I am not making these things up. I have lived them.

The last Prime Minister, Antonis Samaras, was the youngest MP ever when first elected to the Parliament in 1981. A proud school friend went to visit him, expecting to find him busy with affairs of state. He was shocked to find him going through lists of people to whom he had promised jobs in return for votes – something which has been common practice since the inception of the Greek state, whence the size of the civil service, equal to that of France, with more than six times the population.

How else could the finance ministry possibly need 600 cleaners? They have been camping outside since they lost their jobs because of the cruel Germans and their bail-out conditions. Syriza is going to re-employ them.

And the billions that the EU has poured in since 1981 through various development funds. How much of that money has found its way into private pockets? I have seen numerous small-scale rural development projects in remote mountain areas funded under the Leader programme: access tracks to ancient monuments that peter out round the corner, old footpaths cleared perhaps once and left to fall into ruin…Did anyone ever come and check whether the money had been properly spent?

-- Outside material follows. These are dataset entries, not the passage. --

PR #2944, opened 2019-04-26
brcmfmac: added LED triggers for transmit/receive

RussellJoyce:
Add three basic LED triggers to brcmfmac, based on those in mac80211: one for transmit, one for receive, and one for combined transmit/receive.

This allows the Raspberry Pi Wi-Fi activity to be easily displayed on one or more LEDs using standard Linux LED triggers (`phy0rx`, `phy0tx` and `phy0rxtx`).

An example device tree overlay using this can be found at https://github.com/yorkrobotlab/pi-puck/blob/prototype/overlays/pi-puck-v4_0.dts#L24.

Note that this was previously submitted upstream and rejected, mostly due to the maintainers preferring a more generic solution to the lack of LED triggers in a number of wireless drivers (see https://patchwork.kernel.org/patch/9830565/). However, the specific patch here is useful in the Raspberry Pi kernel as it targets the Broadcom driver used by the built-in Wi-Fi, and (at least in my experience) replaces functionality that was lost when switching from using third-party USB Wi-Fi dongles with older Raspberry Pis that used the SoftMAC driver (which _does_ include LED triggers).

### DIFF
--- a/drivers/net/wireless/broadcom/brcm80211/Kconfig
+++ b/drivers/net/wireless/broadcom/brcm80211/Kconfig
@@ -67,6 +67,18 @@ config BRCMFMAC_PCIE
 	  IEEE802.11ac embedded FullMAC WLAN driver. Say Y if you want to
 	  use the driver for an PCIE wireless card.
 
+config BRCMFMAC_LEDS
+	bool "LED trigger support for FullMAC driver"
+	depends on BRCMFMAC
+	depends on LEDS_CLASS
+	select LEDS_TRIGGERS
+	default y
+	---help---
+	  This option enables LED trigger support for Broadcom FullMAC WLAN
+	  driver. Say Y to create LED triggers for receive events (phyXrx),
+	  transmit events (phyXtx), and both events combined (phyXrxtx), on
+	  each adapter (where 'phyX' is the phy name).
+
 config BRCM_TRACING
 	bool "Broadcom device tracing"
 	depends on BRCMSMAC || BRCMFMAC
--- a/drivers/net/wireless/broadcom/brcm80211/brcmfmac/Makefile
+++ b/drivers/net/wireless/broadcom/brcm80211/brcmfmac/Makefile
@@ -48,6 +48,8 @@ brcmfmac-$(CONFIG_BRCMFMAC_USB) += \
 		usb.o
 brcmfmac-$(CONFIG_BRCMFMAC_PCIE) += \
 		pcie.o
+brcmfmac-$(CONFIG_BRCMFMAC_LEDS) += \
+		led.o
 brcmfmac-$(CONFIG_BRCMDBG) += \
 		debug.o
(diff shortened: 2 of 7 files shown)


ghost:
Reading the thread you posted, they haven't actually rejected the patch, just said that it would be better done in cfg80211. If you're wanting upstream approval, you will probably want to put it into cfg80211. That would be the best implementation, since it would allow other wifi drivers to potentially benefit from your work in the future. Is there a reason why you would prefer not the split your implementation between cfg80211 and brcmfmac? Your patch is obviously of potential use to some people. Is this something you need on your Pi?

lategoodbye:
The patch "leds: trigger: Introduce a NETDEV trigger" already provides a general LED trigger for network activity.

What is the benefit of this pull request?

RussellJoyce:
@andrum99 That's true. To be honest, I don't care too much about upstream approval, it would just be nice not to have to keep compiling my own Raspberry Pi kernel to get this feature (especially as it's being released in a product soon). I could take a look at splitting it between those files though, now that I have a bit more time than when I originally submitted that patch a couple of years ago.

However...

@lategoodbye I hadn't seen that patch, thanks for pointing it out. It's not _quite_ the same as it can't be fully set-up from the device tree, as it needs the `device_name`, `rx` and `tx` values to be specified using sysfs attributes (unless I've missed something?). I guess these could be set using a script running at boot though, so it's not the end of the world. Also it's only in v4.16 or newer of the kernel, so unfortunately not currently available on Raspberry Pis by default (although obviously my code isn't either).

Therefore, maybe the best thing to do would be to add device tree or module parameter support into ledtrig-netdev so it can be set-up properly on boot (if this is even possible, I can look into this) and persuade someone to include it in the Raspberry Pi defconfigs once the default release gets past v4.16.

ghost:
4.19 is coming pretty soon - development of the Pi kernel has switched to the 4.19 tree. The next official Pi kernel will be 4.19-based. The generic netdev LED patch is already in the Raspberry Pi 4.19 branch so you just need to 'rpi-update' to get it. The usual warnings about using rpi-update apply - it's a beta quality kernel at best and may break stuff.

RussellJoyce:
Thanks for the information.

If I build my own kernel from the rpi-4.19.y branch here using `bcmrpi_defconfig` then `CONFIG_LEDS_TRIGGER_NETDEV` is not set. Should be be?

ghost:
Ah, good point. The code is there, but it's obviously disabled by the config. My mistake. I suggest raising a new issue to get this enabled by default. If you can provide justification then the Raspberry Pi folk are usually OK with such requests. You will probably be asked to check if the kernel gets any bigger, and what the impact on memory is. If you do that then I can't foresee any problems getting this kernel config change integrated into the default Pi kernel.

RussellJoyce:
Great, I'll give that a go 👍

Thank you both.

And the gigantic scheme to dam the Achelöos river for hydro-electricity and divert its waters through tunnels from its mountain gorge to irrigate the plain of Thessaly: a scheme that dragged on for more than twenty years in contravention of numerous important international environmental accords and of decisions by Greece’s own supreme court, only to be abandoned in the end. At what cost, both to the Greek exchequer and to the EU, although the latter eventually pulled out?

None of this can be blamed on the Germans or anyone else. When anything goes wrong in Greece, it is always the ‘foreign finger,’ to kséno dháktilo, that gets the blame. It used to be the Turks, then the British, then the US; now it is the Germans. If Mason could read Greek, he could have read an article in Kathimerini on Feb 8th, which told the story of a similar Greek debt crisis in 1897, equally blamed on foreigners.

This is the Syriza line and Paul Mason has swallowed it, as did Paul Cockburn in The Independent. That Greeks are suffering as a result of the bail-out conditions is undeniable, though it is a city rather than a village problem. And I strongly suspect that part of the responsibility lies with the way that previous governments have responded to the crisis, introducing heavy-handed measures in an entirely characteristic manner without proper forethought or preparation: what the Greeks call tsapatsoulià – both the word and the bad habit borrowed, like so many others, from the Ottoman Turks who ruled their country for 600 years.

Mason talks about Glezos “defying the rule of law in 1941.” What has that got to do with it? It is unforgivably offensive to suggest that there is the remotest connection between Germany’s influence in the eurozone and anything that it might have perpetrated during WWII. “It’s a shabby time in the eurozone,” Mason concludes. The only shabby elements I can detect are the Greeks’ refusal to face up to their responsibilities and Mason’s arrogance in playing the role of ill-informed inquisitor rather than reporter.